Placki
z jabłkami, to smak, który kojarzy mi się z dzieciństwem.
Uwielbiałam je wcinać. Mama smażyła je i odkładała na duży
talerz, a ja, nie czekając na porę obiadową, łapałam placki,
pochłaniając w locie. To była pełnia szczęścia. Nie dla mojej
mamy, co prawda, bo do jedzenia nie używałam sztućców. Mycie rąk
po posiłku też nie było mi w głowie, więc wszystko, co
znajdowało się w pobliżu, nosiło ślady konsumpcji. To
wspomnienia sprzed ponad dwudziestu lat. Sporo się zmieniło. Teraz
na przykład placki jem z talerza, za pomocą widelca i noża. Poza
tym sama smażę je z dodatkiem nie tylko jabłek, ale także
bananów. Smakują rewelacyjnie.
Wszyscy je lubią
Myślę,
że placuszki z owocami są lubiane przez wszystkich. Od spodu są
chrupiące, a z wierzchu delikatne. Podsmażone owoce wręcz
rozpływają się w ustach. Zauważyłam, że kuszą się na nie
nawet niejadki. Właściwie danie jest deserowe, jednak ja często
robię je na obiad. Są sycące, więc u mnie w domu przeważnie
występują po zupie. Przepis niewiele różni się od naleśnikowego.

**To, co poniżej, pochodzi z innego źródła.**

PR #259, opened 2020-09-01
[REVIEW] Rossmann preproc with cuDF

rnyak:
Still working on a workaround for couple of features that require ffill() and bfill() methods, that cudf does not currently support.


rnyak:
@benfred This is the final version. One thing to be aware of is that, the `cut` value to create `valid` set is different in cudf version than pandas version. This does not affect the valid acc, instead I got RMSE something around 0.17.

jperez999:
rerun tests

bschifferer:
Some comments (still review in progress):
* saving train, valid, test to *.csv in preproc and loading in example notebooks corrupt the column format. Trend and Trend_DE columns contain some strings afterwards. If I used .parquet, it does not corrupt the columns. I assume that some string contains "," as a character and then the columns get shifted
* column "SchoolHoliday" is from datatype object when I load the train dataframe in example.ipynb. We cannot operate mean operation on a column with object type. Therefore, the NVTabular workflow breaks. We need to convert it to a numeric datatype (e.g. np.int32 with df['SchoolHoliday'].astype(np.int32)), first (maybe only an issue related to use parquet)
* What is the RMSE in the notebook, I see PyTorch uses RMSPE or MSE?
* Using .parquet and np.int32, I get following numbers for PyTorch:
Epoch 24. Train loss: 0.0743. Train RMSPE: 0.3305. Valid loss: 0.0770. Valid RMSPE: 0.3391.
* Using .parquet and np.int32, I get following numbers for FastAI:
24 | 0.059864 | 0.031545 | 0.195930 | 00:02

bschifferer:
Final comments:
* Week calculation are a little bit different than pandas version. If you do googletrend['Week'].value_counts() after cell 7, then you see that week=52 has 56 values instead of 42. If you compare cudf/pandas in detail, the difference is may related to the day of a week (does the calendar week start with sunday or monday). **I do not think this needs to be changed**, as the model is trained on the data and will learn the differences

* Splitting training/test data: The training dataset is from (Timestamp('2013-01-01 00:00:00'), to Timestamp('2015-06-19 00:00:00') in pandas and (numpy.datetime64('2013-01-01T00:00:00.000000000'), numpy.datetime64('2015-06-18T00:00:00.000000000') in cuDF version. The number of rows differs by 917. This is related how the index of the dataframes are set. **I do not think this needs to be changed**

rnyak:
> Some comments (still review in progress):
> 
> * saving train, valid, test to *.csv in preproc and loading in example notebooks corrupt the column format. Trend and Trend_DE columns contain some strings afterwards. If I used .parquet, it does not corrupt the columns. I assume that some string contains "," as a character and then the columns get shifted
> * column "SchoolHoliday" is from datatype object when I load the train dataframe in example.ipynb. We cannot operate mean operation on a column with object type. Therefore, the NVTabular workflow breaks. We need to convert it to a numeric datatype (e.g. np.int32 with df['SchoolHoliday'].astype(np.int32)), first (maybe only an issue related to use parquet)
> * What is the RMSE in the notebook, I see PyTorch uses RMSPE or MSE?
> * Using .parquet and np.int32, I get following numbers for PyTorch:
>   Epoch 24. Train loss: 0.0743. Train RMSPE: 0.3305. Valid loss: 0.0770. Valid RMSPE: 0.3391.
> * Using .parquet and np.int32, I get following numbers for FastAI:
>   24 | 0.059864 | 0.031545 | 0.195930 | 00:02

thanks for these comments:

- I cannot reproduce` Trend and Trend_DE columns contain some strings afterwards` issue when I read csv files with cudf. Both column dtypes are `dtype: int64`.  

-  * column "SchoolHoliday"  dtype is  also `int64` (see below). I could run NVT workflow and TF and PyT models without issues.
```train.SchoolHoliday
0         1
1         1
2         1
3         1
4         1
         ..
802162    0
802163    0
802164    0
802165    0
802166    0
Name: SchoolHoliday, Length: 802167, dtype: int64
```

rnyak:
> Final comments:
> 
> * Week calculation are a little bit different than pandas version. If you do googletrend['Week'].value_counts() after cell 7, then you see that week=52 has 56 values instead of 42. If you compare cudf/pandas in detail, the difference is may related to the day of a week (does the calendar week start with sunday or monday). **I do not think this needs to be changed**, as the model is trained on the data and will learn the differences
> * Splitting training/test data: The training dataset is from (Timestamp('2013-01-01 00:00:00'), to Timestamp('2015-06-19 00:00:00') in pandas and (numpy.datetime64('2013-01-01T00:00:00.000000000'), numpy.datetime64('2015-06-18T00:00:00.000000000') in cuDF version. The number of rows differs by 917. This is related how the index of the dataframes are set. **I do not think this needs to be changed**

- I will look into `Week` column, and compare with pandas. Thanks for pointing that out.
- Yes correct, cudf prepoc pipelines does not have exactly same splits with pandas.

benfred (commented):
* notebook should check for existence of datafile and only download if necessary
* should add descriptions on what’s being done and why. Should reference fastai feature engineering and preproc in order to start in the same place as fastai etc.
* use gdf/pdf to distinguish and pandas and non-pandas dataframes (with bfill)
* There is a warning raised on cell [32]:
```
 = merge(train_df, df, ['Store', 'Date'], right_on=['Store', 'Date'])
test_df = merge(test_df, df, ['Store', 'Date'], right_on=['Store', 'Date'])
”

a warning is raised: “/opt/conda/envs/rapids/lib/python3.7/site-packages/cudf/core/join/join.py:368: UserWarning: can't safely cast column from right with type datetime64[ns] to datetime64[s], upcasting to datetime64[ns]
  "right", dtype_r, dtype_l, libcudf_join_type”
```
* this notebook should replace the existing rossmann preproc notebook, rather than be in addition to it

examples/rossmann-store-sales-preproc.ipynb
```diff
@@ -49,44 +55,35 @@
...
-      "googletrend.csv        state_names.csv\t test.csv\n",
-      "rossmann.tgz\t       store.csv\t train.csv\n",
-      "sample_submission.csv  store_states.csv  weather.csv\n"
-     ]
-    }
-   ],
+   "outputs": [],
+   "source": [
+    "isFile = os.path.isdir(INPUT_DATA_DIR)  \n",
+    "if isFile ==False:\n",
```
benfred, line 76: things like ```if isFile == False``` should be ```if not isFile```.

I think here though we should check the existence of the file, rather than the existence of the INPUT_DATA_DIR
```suggestion
    "if not os.path.isfile(os.path.join(INPUT_DATA_DIR, "rossmann.tgz")):\n",
```

examples/rossmann-store-sales-preproc.ipynb
```diff
@@ -49,44 +55,35 @@
...
+    "    ! mkdir -p $INPUT_DATA_DIR\n",
+    "    ! wget -O $INPUT_DATA_DIR/rossmann.tgz http://files.fast.ai/part2/lesson14/rossmann.tgz\n",
+    "    ! cd $INPUT_DATA_DIR && tar -xzf rossmann.tgz && ls"
```
benfred, line 79: I think mixing up bash/python like this is going to be problematic - there is a potential for the python INPUT_DATA_DIR variable to be different from the $INPUT_DATA_DIR environment variable (like if the env variable isn't set we provide a default path). Can we do all of this in python instead?

```suggestion
    "    os.makedirs(INPUT_DATA_DIR, exist_ok=True)\n",
    "    os.system(f'wget -O {INPUT_DATA_DIR}/rossmann.tgz http://files.fast.ai/part2/lesson14/rossmann.tgz')\n",
    "    os.system(f'tar -xzf {INPUT_DATA_DIR}/rossmann.tgz')\n"
```

benfred (approved):

PR #262, opened 2020-09-01
[WIP] Re-synchronizing data loaders

alecgunny:
Hacking around the `ChunkBuffer` class to return synchronous functionality to data loaders in light of performance regressions from asynchronous loading. Ideally, some of this functionality can be retained long-term to make asychronous data loading an `__init__` kwarg on the `DataLoader` class, in case users don't want it for some reason


nvtabular/loader/backend.py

Różnica polega na dodaniu do ciasta łyżeczki proszku do
pieczenia. Poza tym na patelnię wlewamy kilka solidnych porcji
ciasta a dodatki układamy jeszcze na patelni.
Składniki
1
szklanka mleka
1 szklanka mąki
2 jajka
3 łyżki wody gazowanej
1 szklanka mąki
2 jajka
3 łyżki wody gazowanej
szczypta
soli
1
łyżeczka proszku do pieczenia
2
jabłka
2
banany
olej
do smażenia
Wykonanie
Wszystkie
składniki, poza owocami, łączymy, mieszając energicznie. Owoce
myjemy i kroimy na niewielkie kawałki, które później będziemy
układać na cieście. Rozgrzewamy na patelki 2-3 łyżki oleju.
Wlewamy kilka porcji ciasta tak, by nie zlewały się ze sobą.
Układamy porcje owoców. Gdy spód placków się zrumieni,
przekładamy je na drugą stronę. Smażymy tylko przez chwilę.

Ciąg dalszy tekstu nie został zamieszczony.